Would you please return the lines of the entries below starting at the line that has "Updated the commits" and ending at the line that has "build process yet.", both included, exactly as they are?

----- Provided material

Issue #8350, opened 2024-02-09
Support for Cosmopolitan Libc


sgammon:
**Feature request**

Please include the following information:

**Is your feature request related to a problem? Please describe.**
Currently, I must run a Native Image build for each operating system I want to target with my software.

**Describe the solution you'd like.**
GraalVM supports targeting `glibc` and `musl` as LibC backends. If GraalVM additionally supported [Cosmopolitan Libc](https://github.com/jart/cosmopolitan), GraalVM users could compile once and ship to all major operating systems, and even micro-architectures, with one binary: Linux, macOS, Windows, FreeBSD, OpenBSD, NetBSD and even BIOS.

**Describe who do you think will benefit the most.**
Firstly, GraalVM developers, because iteration on software could be much faster if native builds only needed to occur once and remained testable on multiple operating systems. Secondly, consumers of software built by GraalVM developers, because a distribution option would become available which only involves one single binary.

Consider that CI systems, local development/testing, and nearly all popular forms of software distribution (downloads, archives, things like group policy) multiply in complexity with the number of output targets needed. By reducing these targets to just one (where appropriate), complexity of distribution of GraalVM native programs drops to meet Java's build-once-run-anywhere standard.

For use cases which should remain optimized to a target architecture, the pluggable nature of GraalVM's LibC support should still allow targeting `glibc` or `musl` (for example, tailored-for-purpose server binaries).

**Describe alternatives you've considered.**

- **Containers:** Docker containers and other cross-platform virtualization methods are already supported by GraalVM, but incur a performance and tooling penalty; binaries cannot be run directly, only wrapped in a container, which must be built, downloaded, and executed with underlying OS support.

- **WASM:** Although GraalVM can execute WASM, WebAssembly isn't ready for this task because GraalVM can't yet [target WASM](https://github.com/oracle/graal/issues/3391) for `native-image`.

**Additional context.**
I tried to build a `native-image` using Cosmopolitan, but wasn't able to get far, and I think contributing this feature is outside the scope of my skillset.

**Express whether you'd like to help contributing this feature**
I would be happy to help with a stacktrace, reproducer, or with contributions in Java. [Justine Tunney](justine.lol), the author of Cosmo, is very open to contributions and there is an active community.

fernando-valdez:
Thanks for creating this feature request. I will evaluate your feature request and will let you know if I have any questions.

fernando-valdez:
Created internal ticket: GR-52220

wirthi:
[...]

PR #12865, opened 2026-01-26
[GR-73086] additional libc backend

ahgamut:
This patch adds support to build `native-image` binaries with Cosmopolitan Libc. More specifically:

- `CosmoLibC` added as a subclass of `LibCBase`
- `--libc=cosmo` added to `SubstrateOptions`
- POSIX headers and related C directives duplicated with modifications
- stub functions added to `libchelper`
- added `BooleanSupplier` classes to check for libc usage
- implementation of `-fpatchable-function-entry` flag (as in `gcc`/`clang`) to support debugging

This enables building binaries with `native-image` that can be converted to Actually Portable Executables.

1. build the `cosmocc` compiler suite with [this patch](https://github.com/ahgamut/cosmopolitan/tree/header-stubs) of Cosmopolitan Libc
2. run `make static-libs-image` using [this patch](https://github.com/elide-dev/labs-openjdk/tree/cosmo) of labs JDK
3. build `native-image` as usual with this patch on the host system
4. use the built `native-image` with `--libc=cosmo` and provide necessary flags to build binaries

Example build recipes for Github Actions are given [here](https://github.com/elide-dev/envmap-sample).


sgammon:
relates to oracle/graal#8350

oubidar-Abderrahim:
Thank you for your contribution @ahgamut 
@wirthi could you please assign/review this PR?

olpaw:
@sgammon thank you for this very interesting PR. We’re currently investigating whether merging it is feasible and practical. As far as I can tell, adding Cosmopolitan support in NI depends on changes in other projects that we don’t control. Is Justine Tunney willing to integrate your Cosmo changes as-is? From what I see, these are largely stub implementations of C library functionality that Cosmo is currently missing, but that LabsJDK (and the NI build) depends on at build time. Ideally, there would be an official Cosmopolitan release that includes your changes, which we could then build on. 

Regarding the LabsJDK changes, I have another concern: they further increase our delta to OpenJDK and therefore increase our maintenance effort. Would you be willing to minimize these changes as much as possible and help resolve any merge conflicts that might arise in the future? 

Also, could you elaborate on the need for the AArch64-specific register changes that Cosmo seems to require? Where can I read more about the rationale behind those changes? 

Finally, if we integrate Cosmo support, we’ll likely need a setup to safeguard against regressions—e.g., a GitHub Actions–based CI job would be appreciated.

ahgamut:
> Is Justine Tunney willing to integrate your Cosmo changes as-is?

At the moment, the Cosmo changes are just [headers and stubs](https://github.com/ahgamut/cosmopolitan/tree/header-stubs) for well known functions, so I would hope yes. I've submitted a PR here: https://github.com/jart/cosmopolitan/pull/1474

> Regarding the LabsJDK changes, I have another concern: they further increase our delta to OpenJDK and therefore increase our maintenance effort. Would you be willing to minimize these changes as much as possible?

The labs JDK changes as far as I remember are mostly just `ifdef`s to account for Cosmopolitan Libc. The only major change is with respect to the `r28` register on `aarch64`, which brings us to

> Also, could you elaborate on the need for the AArch64-specific register changes that Cosmo seems to require? Where can I read more about the rationale behind those changes?

on `aarch64`, `native-image` uses `r28` to note the current isolate/thread. However, Cosmopolitan Libc currently uses [`r28` to remember thread-local storage](https://github.com/jart/cosmopolitan/blob/9ba2b50805cae693631c15aed8576c8f6c6f6faa/ape/specification.md?plain=1#L330), so there was a clash. I just chose to use `r25` because it is also callee-saved.

> Finally, if we integrate Cosmo support, we’ll likely need a setup to safeguard against regressions—e.g., a GitHub Actions–based CI job would be appreciated.

We have example CI actions [here](https://github.com/elide-dev/envmap-sample). I think in terms of CI we'd just need an action that creates `static-libs` for cosmo libc, like labs JDK currently provides for `musl`, and then a simplified version of [this build script](https://github.com/elide-dev/envmap-sample/blob/main/.github/workflows/job.fixed-envmap-example.yml).

olpaw:
> However, Cosmopolitan Libc currently uses [r28 to remember thread-local storage](https://github.com/jart/cosmopolitan/blob/9ba2b50805cae693631c15aed8576c8f6c6f6faa/ape/specification.md?plain=1#L330), so there was a clash. I just chose to use r25 because it is also callee-saved.
 
Sounds like we could possibly make this the default for all aarch64 images (not just cosmo). @lewurm do you agree?

lewurm:
> > However, Cosmopolitan Libc currently uses [r28 to remember thread-local storage](https://github.com/jart/cosmopolitan/blob/9ba2b50805cae693631c15aed8576c8f6c6f6faa/ape/specification.md?plain=1#L330), so there was a clash. I just chose to use r25 because it is also callee-saved.
> 
> Sounds like we could possibly make this the default for all aarch64 images (not just cosmo). @lewurm do you agree?

We have a tendency to choose the same register assignment as HotSpot to ease sharing of e.g. LIR instructions. After a quick look I don't see an unclean usages of the thread registers however, so it should be fine (and if not, it's certainly fixable).


> The labs JDK changes as far as I remember are mostly just `ifdef`s to account for Cosmopolitan Libc. The only major change is with respect to the `r28` register on `aarch64`, which brings us to

I'm confused about that (context https://github.com/elide-dev/labs-openjdk/commit/7042bab8ffb3a238cce9d330c580424a992edf80 ): Do you need to change it so that you can _build_ `libjvm` with the cosmo toolchain?  We still need a working labsjdk build, so I'm afraid to make that actually work on any AArch64 platform that will require some more work (we can discuss this on a labs JDK PR however; can you create one?).

olpaw:
Thanks for https://github.com/graalvm/labs-openjdk/pull/28

I left my comments: https://github.com/graalvm/labs-openjdk/pull/28#issuecomment-3870900290

olpaw:
@ahgamut regarding

> 1. build the cosmocc compiler suite with [this patch](https://github.com/ahgamut/cosmopolitan/tree/header-stubs) of Cosmopolitan Libc

I was able to do that. But how to proceed from here?

I see that now the `o` folder got created and a lot of tests ran. But how do I use the result of this step to complete the next step:

> 2. run make static-libs-image using [this patch](https://github.com/elide-dev/labs-openjdk/tree/cosmo) of labs JDK

I need more detailed instructions than what you provide in top comment https://github.com/oracle/graal/pull/12865#issue-3854470523.

- [ ] Please provide **precise instructions** for all the steps you mentioned above.

olpaw:
> At the moment, the Cosmo changes are just [headers and stubs](https://github.com/ahgamut/cosmopolitan/tree/header-stubs) for well known functions, so I would hope yes. I've submitted a PR here: https://github.com/jart/cosmopolitan/pull/1474

Sent a ping on the Cosmo PR https://github.com/jart/cosmopolitan/pull/1474#issuecomment-3958243748

olpaw:
> 2. run make static-libs-image using [this patch](https://github.com/elide-dev/labs-openjdk/tree/cosmo) of labs JDK

Using
```
export CC=/path/to/cosmo-repo/tool/cosmocc/bin/x86_64-unknown-cosmo-cc
export CXX=/path/to/cosmo-repo/tool/cosmocc/bin/x86_64-unknown-cosmo-c++
```
and
```
bash configure --without-{alsa,cups,fontconfig,x} --with-freetype=bundled
```
gives me
```
...
checking for jni library path... default
configure: Using default toolchain gcc (GNU Compiler Collection)
configure: Will use user supplied compiler CC=/home/pwoegere/OLabs/issues/GR-73086/cosmopolitan/tool/cosmocc/bin/x86_64-unknown-cosmo-cc
checking resolved symbolic links for CC... /home/pwoegere/OLabs/issues/GR-73086/cosmopolitan/tool/cosmocc/bin/cosmocross
configure: Using gcc C compiler version 14.1.0 [x86_64-unknown-cosmo-cc (GCC) 14.1.0]
checking whether the C compiler works... no
configure: error: in '/home/pwoegere/OLabs/issues/GR-73086/labs-openjdk':
configure: error: C compiler cannot create executables
See 'config.log' for more details
configure exiting with result code 77
```

In other words, how does this work in detail? See https://github.com/oracle/graal/pull/12865#issuecomment-3958198869

olpaw (changes requested):
See comments

ahgamut:
Updated the commits to avoid merge conflicts. 

When opening this PR, I provided a [repo](https://github.com/elide-dev/envmap-sample) containing all scripts and Github Actions used to build example binaries (the [`Envmap` example](https://www.graalvm.org/latest/reference-manual/native-image/guides/build-static-executables/), and the [`google-java-format` JAR](https://github.com/google/google-java-format/)) via this patch. 

Both example binaries appear to run without error even after the latest rebase [here](https://github.com/elide-dev/envmap-sample/actions/runs/22571425339) and [here](https://github.com/elide-dev/envmap-sample/actions/runs/22571846643). I will re-run the actions in a while to confirm.

ahgamut:
@olpaw I have described more details of the build steps below.

---

> 1) build the cosmocc compiler suite with [this patch](https://github.com/ahgamut/cosmopolitan/tree/header-stubs) of Cosmopolitan Libc

[this comment](https://github.com/oracle/graal/pull/12865#issuecomment-3958198869) mentions cosmocc can be built using the above branch.

However, I found building the labs JDK required some additional headers and static libraries (at least `libz`, `libpng`, `libjpeg`, and `libfreetype`) that are not provided alongside cosmocc by default. I build these libraries using my [`superconfigure`](https://github.com/ahgamut/superconfigure) repo, which provides scaffolding for `autotools`-style builds. 

> Similar to the build script attempted [here](https://github.com/oracle/graal/pull/12865#issuecomment-3959261255), it may be possible to build the static libs without having to rely on the `superconfigure` repo, by using the `bundled` option. I have not tested that build process yet. 

Relevant scripts: [`patch-cosmo-repo.bash`](https://github.com/elide-dev/envmap-sample/blob/main/scripts/patch-cosmo-repo.bash#L32), [`build-cosmocc.bash`](https://github.com/elide-dev/envmap-sample/blob/main/scripts/build-cosmocc.bash), and [`build-deps-labs.bash`](https://github.com/elide-dev/envmap-sample/blob/main/scripts/build-deps-labs.bash).

> 2) run make static-libs-image using [this patch](https://github.com/elide-dev/labs-openjdk/tree/cosmo) of labs JDK

After collecting `cosmocc` and headers/libraries for (`libz`, `libjpeg`, `libpng`, `freetype`), I attempt to build the `static-libs-image` target with the labs JDK, using the patch under discussion at https://github.com/graalvm/labs-openjdk/pull/28. The goal is to have static libs similar to what is currently provided for `musl` in the [labs JDK Releases page](https://github.com/graalvm/labs-openjdk/releases/tag/jvmci-25.1-b15). 

I provide some additional arguments at the configuration stage (notably `--disable-precompiled-headers` and `--enable-dtrace=no`) to simpify the build.  After calling `make static-libs-image` I just collect the relevant archives from the build (along with `libz.a` from earlier) for use when building with `native-image`.

Relevant scripts: [`build-labs-jdk.bash`](https://github.com/elide-dev/envmap-sample/blob/main/scripts/build-labs-jdk.bash). 

> [!NOTE]
> A detail I failed to mention earlier that is provided in the repo: static libraries within `native-image` (`liblibchelper.a`, the `libjvm.a` stub, and `libsvm_container.a`) also need to be built with cosmopolitan libc. I assume it is possible to build these via a specific target in the `mx` tool (as is done for `glibc` and `musl`), but for now I just use the `--alt-cc` option with `mx`.
>
> Relevant scripts: [`build-graal-helpers.bash`](https://github.com/elide-dev/envmap-sample/blob/main/scripts/build-graal-helpers.bash#L47)
    
> 3) build native-image as usual with this patch on the host system

If I understand correctly, this step currently does not require cosmocc or any of the previous build artifacts. When writing the patch I used `mx --env ni-ce build` on my host system so I could have the diagnostic agent for testing.

Relevant scripts: [`build-native-image.bash`](https://github.com/elide-dev/envmap-sample/blob/main/scripts/build-native-image.bash).

> 4) use the built native-image with --libc=cosmo and provide necessary flags to build binaries

Once `native-image` has been built with this patch, and cosmocc along with the other build artifacts have been collected, we can use all of them together to build `native-image` binaries with Cosmopolitan Libc.

For now, the `liblibchelper.a`, the `libjvm.a` stub, and `libsvm_container.a` built using `cosmocc` from earlier need to be copied to a [specific folder, namely `lib/svm/clibraries/linux-$ARCH/cosmo`](https://github.com/elide-dev/envmap-sample/blob/main/scripts/build-envmap-example.bash#L52) before running a build. Once those files are in the correct spot, we can build static binaries via `native-image --libc=cosmo` and required flags.

Relevant scripts: [`build-envmap-example.bash`](https://github.com/elide-dev/envmap-sample/blob/main/scripts/build-envmap-example.bash), [`build-google-java-format.bash`](https://github.com/elide-dev/envmap-sample/blob/main/scripts/build-google-java-format.bash).

olpaw:
Thanks for the updates. I will look into it in the next days (hopefully).

olpaw:
Thanks for the info in https://github.com/oracle/graal/pull/12865#issuecomment-3983811544. I'm now able to successfully build the static libs with cosmocc. Next step, using these artifacts for review and test this PR.

substratevm/src/com.oracle.svm.core/src/com/oracle/svm/core/code/CodeInfoAccess.java
```diff
@@ -255,19 +256,23 @@ public static UnsignedWord getNativeMetadataSize(CodeInfo info) {
...
     }
 
     @Uninterruptible(reason = "Called from uninterruptible code.", mayBeInlined = true)
     public static long relativeIP(CodeInfo info, CodePointer ip) {
         assert contains(info, ip);
         CodeInfoImpl impl = cast(info);
-        UnsignedWord baseOffset = ((UnsignedWord) ip).subtract((UnsignedWord) impl.getCodeStart());
+        // TODO (ahgamut): move nopsBeforeEntry to getRelativeIPOffset?
+        UnsignedWord actualCodeStart = ((UnsignedWord) cast(info).getCodeStart()).subtract(cast(info).getNopsBeforeEntry());
+        UnsignedWord baseOffset = ((UnsignedWord) ip).subtract((UnsignedWord) actualCodeStart);
```
olpaw:
```suggestion
        UnsignedWord baseOffset = ((UnsignedWord) ip).subtract(actualCodeStart);
```
That cast is redundant.

substratevm/src/com.oracle.svm.core/src/com/oracle/svm/core/code/CodeInfoAccess.java
```diff
@@ -183,7 +183,8 @@ public static boolean isAliveState(int state) {
     /** @see CodeInfoImpl#getCodeStart */
     @Uninterruptible(reason = "Called from uninterruptible code.", mayBeInlined = true)
     public static CodePointer getCodeStart(CodeInfo info) {
-        return cast(info).getCodeStart();
+        UnsignedWord actualCodeStart = ((UnsignedWord) cast(info).getCodeStart()).subtract(cast(info).getNopsBeforeEntry());
```
olpaw: You cannot just arbitrarily modify CodeInfoAccess to make it suitable for Cosmo.

This has to be done in a way that does not modify behavior if `--libc=cosmo` is not used.

e.g. define a `getActualCodeStart(CodeInfoImpl impl) { ... }` that behaves different depending on whether this builds for Cosmo or not.

olpaw (changes requested):
The PR has to be written so that when NI does **not** build with `--libc=cosmo` NI works exactly as our master.

substratevm/src/com.oracle.svm.core.posix/src/com/oracle/svm/core/posix/cosmo/package-info.java
```diff
@@ -0,0 +1,30 @@
...
+ * You should have received a copy of the GNU General Public License version
+ * 2 along with this work; if not, write to the Free Software Foundation,
+ * Inc., 51 Franklin St, Fifth Floor, Boston, MA 02110-1301 USA.
+ *
+ * Please contact Oracle, 500 Oracle Parkway, Redwood Shores, CA 94065 USA
+ * or visit www.oracle.com if you need additional information or have any
+ * questions.
+ */
+
+@Platforms({Platform.LINUX.class})
```
olpaw, line 26: Ok for now, but eventually you would want cosmo support to be available on all platforms. In the case of cosmo there is really no reason why this should not work.

olpaw:
If I manually copy the cosmo-built static jdk libs into `$GRAALVM_HOME/lib/static/linux-amd64/cosmo` I get a bit further and then run into another issue:
```
[2/8] Performing analysis...  [******]                                                                  (2.9s @ 0.45GiB)
    3,330 types,   3,762 fields, and  15,422 methods found reachable
    1,109 types,      36 fields, and     329 methods registered for reflection
       55 resource accesses registered with 171.30KiB total size

Error: Invalid library path /home/pwoegere/OLabs/issues/GR-73086/graal/sdk/mxbuild/linux-amd64/GRAALVM_0C98F50C75_JAVA25/graalvm-0c98f50c75-java25-25.1.0-dev/lib/svm/clibraries/linux-amd64/cosmo
Caused by: java.nio.file.NoSuchFileException: /home/pwoegere/OLabs/issues/GR-73086/graal/sdk/mxbuild/linux-amd64/GRAALVM_0C98F50C75_JAVA25/graalvm-0c98f50c75-java25-25.1.0-dev/lib/svm/clibraries/linux-amd64/cosmo
	at java.base/sun.nio.fs.UnixException.translateToIOException(UnixException.java:92)
	at java.base/sun.nio.fs.UnixException.asIOException(UnixException.java:115)
	at java.base/sun.nio.fs.UnixFileSystemProvider.newDirectoryStream(UnixFileSystemProvider.java:456)
	at java.base/java.nio.file.Files.newDirectoryStream(Files.java:445)
	at java.base/java.nio.file.Files.list(Files.java:3422)
	at org.graalvm.nativeimage.builder/com.oracle.svm.hosted.c.NativeLibraries.getAllStaticLibs(NativeLibraries.java:509)
...
```
This does not surprise me because you do not seem to have a cosmo variant defined in
```
"multitarget": {
    "libc": ["glibc", "musl", "default"],
},
```
of `com.oracle.svm.native.libchelper`, `com.oracle.svm.native.jvm.posix` `com.oracle.svm.native.libcontainer` in `substratevm/mx.substratevm/suite.py`

substratevm/src/com.oracle.svm.core/src/com/oracle/svm/core/code/CodeInfoAccess.java
ahgamut: Agreed. Apologies for not catching the typo.

substratevm/src/com.oracle.svm.core/src/com/oracle/svm/core/code/CodeInfoAccess.java
ahgamut: > This has to be done in a way that does not modify behavior if --libc=cosmo is not used.

Yes, and I thought it will not modify behavior as long as `-H:PatchableFunctionEntry` is the default of `0,0`. 

My belief was that `PatchableFunctionEntry` can be applied to builds regardless of `--libc=cosmo`, but if not, we can keep it specific to that for now.

substratevm/src/com.oracle.svm.core.posix/src/com/oracle/svm/core/posix/cosmo/package-info.java
ahgamut: Yes, there is some local work where I tried this, if you like we can add that. I thought the first patch should just get builds in Linux working, as I have not tried building on the other platforms as much.

ahgamut:
@olpaw Thanks for the review! Apologies for the mistakes, I am still not fully familiar with the codebase. I will rebase my patch against the most recent commit and attempt to fix these soon.

Regarding the build issue mentioned in https://github.com/oracle/graal/pull/12865#issuecomment-4136317240 I am embarrassed I did not catch this issue myself. Can you tell me what build commands I can run to trigger this, with reference to the [`build-envmap-example.bash`](https://github.com/elide-dev/envmap-sample/blob/main/scripts/build-envmap-example.bash) script I am using? 

Edit: the build script I have copies the libs to `$GRAALVM_HOME/lib/svm/clibraries/linux-x86_64/cosmo` (see [here](https://github.com/elide-dev/envmap-sample/blob/main/scripts/build-envmap-example.bash#L52)) and not to `$GRAALVM_HOME/lib/static/linux-amd64/cosmo`.
Perhaps the error occurs due to something else. Let me rebase the patch and confirm.

substratevm/src/com.oracle.svm.core/src/com/oracle/svm/core/code/CodeInfoAccess.java
ahgamut: Fixed after rebasing the PR.

substratevm/src/com.oracle.svm.core/src/com/oracle/svm/core/code/CodeInfoAccess.java
ahgamut: Fixed after rebasing the PR. 

Now providing non-default `-H:PatchableFunctionEntry` will only be allowed with `--libc=cosmo`. If `PatchableFunctionEntry` is the default of `0,0`. It should build NI as usual.

substratevm/src/com.oracle.svm.core.posix/src/com/oracle/svm/core/posix/cosmo/package-info.java
ahgamut: I would prefer to leave this as-is for now, and submit a separate PR later.

ahgamut:
I've rebased this PR and added commits based on the reviews. The build steps should still be the same.

- redundant cast has been fixed
- a `getActualCodeStart` function to avoid repeating the calculation
- `getActualCodeStart` will differ from `getCodeStart` only if `--libc=cosmo` and nonzero `-H:PatchableFunctionEntry` is provided

olpaw:
> @olpaw Thanks for the review! Apologies for the mistakes, I am still not fully familiar with the codebase. I will rebase my patch against the most recent commit and attempt to fix these soon.
> 
> Regarding the build issue mentioned in [#12865 (comment)](https://github.com/oracle/graal/pull/12865#issuecomment-4136317240) I am embarrassed I did not catch this issue myself. Can you tell me what build commands I can run to trigger this

I just ran
```
mx native-image --verbose --native-compiler-path=/home/pwoegere/OLabs/issues/GR-73086/cosmocc-jart-master-bundle/bin/x86_64-unknown-cosmo-cc --libc=cosmo -jar /home/pwoegere/OLabs/hello.jar
```
from `graal/substratevm`.

olpaw:
> I've rebased this PR and added commits based on the reviews. The build steps should still be the same.
> 
>     * redundant cast has been fixed
> 
>     * a `getActualCodeStart` function to avoid repeating the calculation
> 
>     * `getActualCodeStart` will differ from `getCodeStart` only if `--libc=cosmo` and nonzero `-H:PatchableFunctionEntry` is provided

Thanks! I will have another look soon.

ahgamut:
Rebased to remove minimal conflicts. 

Now using https://github.com/oracle/graal/pull/12865/commits/5d1f08970d60d043e3bef0f59df6b50a02be282a we can just pass the location of all necessary native libs via `CLibraryPath` when building with `--libc=cosmo`.

Therefore @olpaw I think [this build command](https://github.com/oracle/graal/pull/12865#issuecomment-4198685936) should be similar to [the example here](https://github.com/elide-dev/envmap-sample/blob/main/scripts/build-envmap-example.bash#L59)

Perhaps something like:

```sh
export LABSJDK_LIBS="/path/to/labsjdk/cosmo-x86_64/static-libs"
export GRAAL_HELPER_LIBS="/path/to/graal/cosmo-x86_64-libs" # contains libclibchelper.a

export COSMOCC_BIN="/home/pwoegere/OLabs/issues/GR-73086/cosmocc-jart-master-bundle/bin/"
mx native-image --verbose \
    -march=compatibility \
    --static \
    --native-compiler-path="$COSMOCC_BIN/x86_64-unknown-cosmo-cc" \
    -H:CLibraryPath="$LABSJDK_LIBS,$GRAAL_HELPER_LIBS" \
    -H:PatchableFunctionEntry=18,16 \ # 7,6 if on aarch64
    --libc=cosmo \
    -jar /home/pwoegere/OLabs/hello.jar \
    -o hello.x86_64
```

----------

-- Task result --
Updated the commits to avoid merge conflicts. 

When opening this PR, I provided a [repo](https://github.com/elide-dev/envmap-sample) containing all scripts and Github Actions used to build example binaries (the [`Envmap` example](https://www.graalvm.org/latest/reference-manual/native-image/guides/build-static-executables/), and the [`google-java-format` JAR](https://github.com/google/google-java-format/)) via this patch. 

Both example binaries appear to run without error even after the latest rebase [here](https://github.com/elide-dev/envmap-sample/actions/runs/22571425339) and [here](https://github.com/elide-dev/envmap-sample/actions/runs/22571846643). I will re-run the actions in a while to confirm.

ahgamut:
@olpaw I have described more details of the build steps below.

---

> 1) build the cosmocc compiler suite with [this patch](https://github.com/ahgamut/cosmopolitan/tree/header-stubs) of Cosmopolitan Libc

[this comment](https://github.com/oracle/graal/pull/12865#issuecomment-3958198869) mentions cosmocc can be built using the above branch.

However, I found building the labs JDK required some additional headers and static libraries (at least `libz`, `libpng`, `libjpeg`, and `libfreetype`) that are not provided alongside cosmocc by default. I build these libraries using my [`superconfigure`](https://github.com/ahgamut/superconfigure) repo, which provides scaffolding for `autotools`-style builds. 

> Similar to the build script attempted [here](https://github.com/oracle/graal/pull/12865#issuecomment-3959261255), it may be possible to build the static libs without having to rely on the `superconfigure` repo, by using the `bundled` option. I have not tested that build process yet. 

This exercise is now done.